Zu schade, dachte Matson schalkhaft, daß Georg Hoffmann nicht
mehr Planeten in mehr Sternensystemen entdeckt hat, die für uns
bewohnbar wären, den vergänglichen Bedürfnissen jener
lebenden, fühlenden, verstandesbegabten, aufrechtgehenden,
biochemischen Zweibeiner entsprächen, die wir Mensehen sind.
Hunderte und aber Hunderte von Planeten, aber . . .
Statt dessen Temperaturen, die Hitzezünder schmelzen ließen. Keine Luft. Kein Erdreich. Kein Wasser.
Von solchen Welten konnte man wirklich nicht sagen — Venus hatte
sich dafür als typisches Beispiel erwiesen - , daß es sich
dort angenehm leben ließe. In Wirklichkeit beschränkte sich
das Leben auf solchen Welten auf homöostatische Kuppeln mit
eigener Atmosphäre, eigenem Wasser und selbstregulierender
Temperatur.
Belegung pro Kuppel: vielleicht dreihundert fühlende Seelen. Eine
ziemlich geringe Zahl, wenn man bedachte, daß die Einwohnerzahl
Terras in diesem Jahr bei sieben Milliarden stand.

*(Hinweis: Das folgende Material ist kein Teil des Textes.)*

PR #1554, opened 2025-03-27
feat: support bigquery connection in managed function

jialuoo:
b/404568828.


tests/system/large/functions/test_managed_function.py
```diff
@@ -166,13 +180,10 @@ def featurize(x: int) -> list[float]:
...
 
-def test_managed_function_series_apply(
-    session,
-    scalars_dfs,
-):
+def test_managed_function_series_apply(session, scalars_dfs, bq_cf_connection):
     try:
 
-        @session.udf()
+        @session.udf(bigquery_connection=bq_cf_connection)
```
shobsi, line 186: we don't have to pass it in all the tests, just special dedicated test, say `test_managed_function_with_connection` should suffice.

bigframes/functions/_function_session.py
```diff
@@ -907,6 +907,9 @@ def wrapper(func):
                 name=name,
                 packages=packages,
                 is_row_processor=is_row_processor,
+                # If bigquery_connection is not provided, bq_connection_id can
+                # be ignored in provision_bq_managed_function.
+                bq_connection_id=bq_connection_id if bigquery_connection else None,
```
shobsi, line 912: It would be tidier to resolve conditionally at line#810:

```python
        # A connection is optional for BQ managed function.
        bq_connection_id = self._resolve_bigquery_connection_id(
            session, dataset_ref, bq_location, bigquery_connection
        ) if bigquery_connection else None
```

and then simply pass `bq_connection_id=bq_connection_id` here.

tests/system/large/functions/test_managed_function.py
shobsi: Sent a patch to update.

bigframes/functions/_function_session.py
shobsi: Updated in a patch

shobsi (approved):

»Hier«, sagte Freya, während sie sich mit gekreuzten
Beinen auf den dickflorigen Echtwollteppich neben Matson sinken
ließ. »Das Dossier über H.B.« Sie schlug es aufs
Geratewohl auf. Die Feldagenten der Lies Incorporated hatten saubere
Arbeit geleistet: hier fanden sich viele Daten, die über die von
den UN sorgfältig gehüteten Info-Medien nie die
Öffentlichkeit erreicht hatten, nicht einmal die sogenannten
>kritischen< Kommentatoren und Kolumnisten. Dem Gesetz nach
konnten sie nach Herzenslust kritisieren, den Charakter, die
Gepflogenheiten, Fähigkeiten und Rasiergewohnheiten Herrn Bertolds
. . . nur daß ihnen natürlich die grundlegenden Fakten
vorenthalten wurden.
Das galt jedoch nicht für Lies Incorporated, die Lügen-AG
— ein ironischer Spitzname angesichts der gesicherten Natur der
Daten, die jetzt vor ihrem Eigentümer lagen.

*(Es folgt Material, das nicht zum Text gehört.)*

PR #1556, opened 2025-03-27
feat: add `on`  parameter in `dataframe.rolling()` and `dataframe.groupby.rolling()`

sycai:
I didn't add this parameter for Series because it does seem to make much sense: Series doesn't have columns.


third_party/bigframes_vendored/pandas/core/generic.py
```diff
@@ -1083,6 +1085,16 @@ def rolling(
                 For a window that is specified by an integer, ``min_periods`` will default
                 to the size of the window.
 
+            on (str, optional):
+                For a DataFrame, a column label or Index level on which to calculate the rolling window,
```
chelsea-lin, line 1089: Can you try the "Index level" cases here?

sycai: Good catch. I removed index level here because I do not plan to support that at this time

third_party/bigframes_vendored/pandas/core/generic.py
```diff
@@ -1052,6 +1052,8 @@ def rolling(
         self,
         window,
         min_periods: int | None = None,
+        on: str | None = None,
+        closed: Literal["right", "left", "both", "neither"] = "right",
```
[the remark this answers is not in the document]
sycai: Right. Doc added

chelsea-lin (approved):
LGTM overall with two nit comments. Thanks!

third_party/bigframes_vendored/pandas/core/groupby/__init__.py
```diff
@@ -1035,6 +1035,16 @@ def rolling(self, *args, **kwargs):
                 For a window that is specified by an integer, ``min_periods`` will default
                 to the size of the window.
 
+            on (str, optional):
+                For a DataFrame, a column label or Index level on which to calculate the rolling window,
```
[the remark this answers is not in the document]
sycai: Right.

TrevorBergeron (changes requested):

bigframes/core/window_spec.py
```diff
@@ -187,16 +187,20 @@ def __post_init__(self):
...
+        ordering: A list of columns ids and ordering direction to override base ordering
+        min_periods: The minimum number of observations in window required to have a value
+        on: The id of the column on which to calculate the rolling window
     """
 
     grouping_keys: Tuple[ex.DerefOp, ...] = tuple()
     ordering: Tuple[orderings.OrderingExpression, ...] = tuple()
     bounds: Union[RowsWindowBounds, RangeWindowBounds, None] = None
     min_periods: int = 0
+    on: str | None = None
```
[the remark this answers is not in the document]
sycai: Parameter removed. PTAL

bigframes/core/window/rolling.py
```diff
@@ -34,12 +34,16 @@ def __init__(
...
+        skip_agg_column_id: str | None = None,
     ):
         self._block = block
         self._window_spec = window_spec
         self._value_column_ids = value_column_ids
         self._drop_null_groups = drop_null_groups
         self._is_series = is_series
+        # The column ID that won't be aggregated on.
+        # This is equivalent to pandas `on` parameter in rolling()
+        self._skip_agg_column_id = skip_agg_column_id
```
TrevorBergeron, line 46: I think this will eventually be a `set` in order to handle multiple columns for `on`?

TrevorBergeron (approved):

bigframes/core/window/rolling.py
sycai: That would be unlikely. Both pandas and SQL allow only one column to be used for `on` (or its equivalent)

TrevorBergeron: Hmm, maybe not for `on`, but for grouping columns. We diverge a bit right now I think for some grouping cases. Anyways, can always change later if need be.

Es war eine herbe Lektüre. Sogar für ihn.
Horst Bertolds Geburtsjahr: 1964. Kurz vor Beginn des Welt-
raumzeitalters; wie Matson Glazer-Holliday war Horst ein
Überbleibsel der alten Welt, als noch alles, was man am Himmel
erspähte, >Fliegende Untertassen< hieß, eine falsche
Bezeichnung für eine Raketenabwehrwaffe der US Air Force, die sich
in der kurzen kriegerischen Auseinandersetzung von 1992 als unwirksam
erwiesen hatte. Horst war ins mittelständische Berlin
hineingeboren worden — West-Berlin hatte man es damals genannt,
weil — und es fiel manchmal schwer, sich daran zu erinnern -
Deutschland in jenen Tagen geteilt gewesen war . . . Eltern: seinem
Vater hatte ein Fleischmarkt gehört — sehr passend,
überlegte Matson, wenn man bedachte, daß Horsts Vater
SS-Offizier und früheres Mitglied einer Einsatzgruppe gewesen war,
die Tausende von unschuldigen Personen slawischer und jüdischer
Herkunft ermordet hatte . . . was allerdings keine negativen
Auswirkungen auf Johann Bertolds Fleischmarktgeschäft in den 60er
und 70er Jahren gehabt hatte. Und dann, 1982, im Alter von achtzehn
Jahren, war der junge Horst selbst ins Rampenlicht getreten
(unnötig zu erwähnen, daß inzwischen längst die
Verjährungsfrist seines Vaters abge- laufen war, den die
westdeutsche Gerichtsbarkeit ohnehin nie für seine Verbrechen in
den 40er Jahren verfolgt hatte und der auch erfolgreich den
israelischen Kommandoeinheiten entgan- gen war, die es 1980 aufgegeben
hatten, die ehemaligen Mas- senmörder aufzuspüren). 1982 war
Horst bereits ein Führer in der Reinholt-Jugend gewesen.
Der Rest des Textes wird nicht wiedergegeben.